> _Task brief_
If a line in the entries contains the string "layer", include that line in your answer.

Dataset excerpts Start Marker

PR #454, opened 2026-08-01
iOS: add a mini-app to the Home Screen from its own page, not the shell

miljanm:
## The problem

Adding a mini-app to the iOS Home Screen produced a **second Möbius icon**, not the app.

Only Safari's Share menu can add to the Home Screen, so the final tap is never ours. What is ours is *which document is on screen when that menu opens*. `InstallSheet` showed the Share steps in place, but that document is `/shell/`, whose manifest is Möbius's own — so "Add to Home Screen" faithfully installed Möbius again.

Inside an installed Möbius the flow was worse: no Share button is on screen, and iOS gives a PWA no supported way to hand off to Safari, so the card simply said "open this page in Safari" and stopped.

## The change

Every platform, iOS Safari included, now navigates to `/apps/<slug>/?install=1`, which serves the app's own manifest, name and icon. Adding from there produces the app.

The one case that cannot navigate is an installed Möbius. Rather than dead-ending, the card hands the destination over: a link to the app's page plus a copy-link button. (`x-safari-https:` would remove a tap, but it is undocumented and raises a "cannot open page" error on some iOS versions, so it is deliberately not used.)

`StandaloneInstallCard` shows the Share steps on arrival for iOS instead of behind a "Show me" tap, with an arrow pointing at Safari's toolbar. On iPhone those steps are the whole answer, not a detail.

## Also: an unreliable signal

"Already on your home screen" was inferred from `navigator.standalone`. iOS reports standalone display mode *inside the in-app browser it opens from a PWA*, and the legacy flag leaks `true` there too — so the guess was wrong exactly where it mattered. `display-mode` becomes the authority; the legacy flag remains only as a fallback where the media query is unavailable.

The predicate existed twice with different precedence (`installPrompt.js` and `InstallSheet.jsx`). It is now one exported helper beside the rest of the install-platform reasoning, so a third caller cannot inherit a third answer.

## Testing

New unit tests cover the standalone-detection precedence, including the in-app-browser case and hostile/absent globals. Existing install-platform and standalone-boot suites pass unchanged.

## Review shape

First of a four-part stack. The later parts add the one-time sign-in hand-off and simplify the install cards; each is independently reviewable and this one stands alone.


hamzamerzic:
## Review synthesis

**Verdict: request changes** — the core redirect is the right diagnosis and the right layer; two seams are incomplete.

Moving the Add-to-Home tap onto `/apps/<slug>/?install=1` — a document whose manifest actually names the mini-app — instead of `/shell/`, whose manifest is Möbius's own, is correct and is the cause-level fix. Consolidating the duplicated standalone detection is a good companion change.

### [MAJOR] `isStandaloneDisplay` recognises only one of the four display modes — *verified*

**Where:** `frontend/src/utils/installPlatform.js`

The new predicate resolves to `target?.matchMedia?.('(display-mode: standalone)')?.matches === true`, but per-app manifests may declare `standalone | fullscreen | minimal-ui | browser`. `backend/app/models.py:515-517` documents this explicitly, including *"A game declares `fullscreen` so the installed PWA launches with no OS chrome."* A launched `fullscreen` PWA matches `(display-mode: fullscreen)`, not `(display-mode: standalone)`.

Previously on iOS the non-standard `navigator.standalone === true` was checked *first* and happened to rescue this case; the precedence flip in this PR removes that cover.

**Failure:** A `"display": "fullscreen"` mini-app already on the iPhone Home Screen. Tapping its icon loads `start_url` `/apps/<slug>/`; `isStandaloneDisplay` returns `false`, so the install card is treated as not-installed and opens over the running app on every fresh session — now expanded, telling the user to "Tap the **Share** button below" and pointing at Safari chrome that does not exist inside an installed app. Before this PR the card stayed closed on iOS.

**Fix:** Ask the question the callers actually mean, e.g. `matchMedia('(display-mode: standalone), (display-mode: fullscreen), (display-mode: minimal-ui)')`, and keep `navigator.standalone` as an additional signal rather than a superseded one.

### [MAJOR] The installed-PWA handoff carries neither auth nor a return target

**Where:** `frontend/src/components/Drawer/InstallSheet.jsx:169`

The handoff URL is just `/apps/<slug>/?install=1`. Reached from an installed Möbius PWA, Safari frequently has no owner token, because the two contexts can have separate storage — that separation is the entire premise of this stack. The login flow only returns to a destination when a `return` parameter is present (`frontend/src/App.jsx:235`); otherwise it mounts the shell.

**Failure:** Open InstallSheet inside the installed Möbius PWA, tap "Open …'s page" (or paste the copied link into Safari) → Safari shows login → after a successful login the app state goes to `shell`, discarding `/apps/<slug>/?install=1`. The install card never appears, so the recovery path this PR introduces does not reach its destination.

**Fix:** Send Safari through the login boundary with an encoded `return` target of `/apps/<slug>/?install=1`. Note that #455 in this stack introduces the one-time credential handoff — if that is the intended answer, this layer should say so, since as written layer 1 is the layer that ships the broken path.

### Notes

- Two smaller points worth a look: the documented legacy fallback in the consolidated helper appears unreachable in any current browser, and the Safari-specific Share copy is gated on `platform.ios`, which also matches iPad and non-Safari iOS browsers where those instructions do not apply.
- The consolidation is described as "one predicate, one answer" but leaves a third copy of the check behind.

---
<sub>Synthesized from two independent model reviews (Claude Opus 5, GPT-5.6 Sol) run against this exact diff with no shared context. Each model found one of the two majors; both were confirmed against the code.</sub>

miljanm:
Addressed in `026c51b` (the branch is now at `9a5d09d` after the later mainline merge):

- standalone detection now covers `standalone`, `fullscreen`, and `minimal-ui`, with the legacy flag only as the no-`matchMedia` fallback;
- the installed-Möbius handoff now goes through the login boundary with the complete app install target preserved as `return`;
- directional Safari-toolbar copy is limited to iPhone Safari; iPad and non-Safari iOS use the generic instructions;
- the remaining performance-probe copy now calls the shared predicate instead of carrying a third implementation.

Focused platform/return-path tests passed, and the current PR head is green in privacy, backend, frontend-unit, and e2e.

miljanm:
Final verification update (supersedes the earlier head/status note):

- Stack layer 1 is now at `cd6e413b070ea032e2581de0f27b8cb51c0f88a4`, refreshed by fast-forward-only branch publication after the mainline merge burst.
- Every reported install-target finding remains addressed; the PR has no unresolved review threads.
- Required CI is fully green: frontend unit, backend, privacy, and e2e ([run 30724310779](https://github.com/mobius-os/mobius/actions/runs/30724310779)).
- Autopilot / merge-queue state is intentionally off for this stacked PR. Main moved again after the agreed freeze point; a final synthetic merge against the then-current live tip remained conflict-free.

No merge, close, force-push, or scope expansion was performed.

Dataset excerpts End Marker
Dataset excerpts Start Marker

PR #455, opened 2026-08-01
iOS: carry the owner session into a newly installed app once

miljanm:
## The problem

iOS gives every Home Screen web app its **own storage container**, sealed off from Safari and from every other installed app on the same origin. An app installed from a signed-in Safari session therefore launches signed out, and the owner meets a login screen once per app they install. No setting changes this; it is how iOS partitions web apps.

Dataset excerpts End Marker

> _Problem solution_
**Verdict: request changes** — the core redirect is the right diagnosis and the right layer; two seams are incomplete.
**Fix:** Send Safari through the login boundary with an encoded `return` target of `/apps/<slug>/?install=1`. Note that #455 in this stack introduces the one-time credential handoff — if that is the intended answer, this layer should say so, since as written layer 1 is the layer that ships the broken path.
- Stack layer 1 is now at `cd6e413b070ea032e2581de0f27b8cb51c0f88a4`, refreshed by fast-forward-only branch publication after the mainline merge burst.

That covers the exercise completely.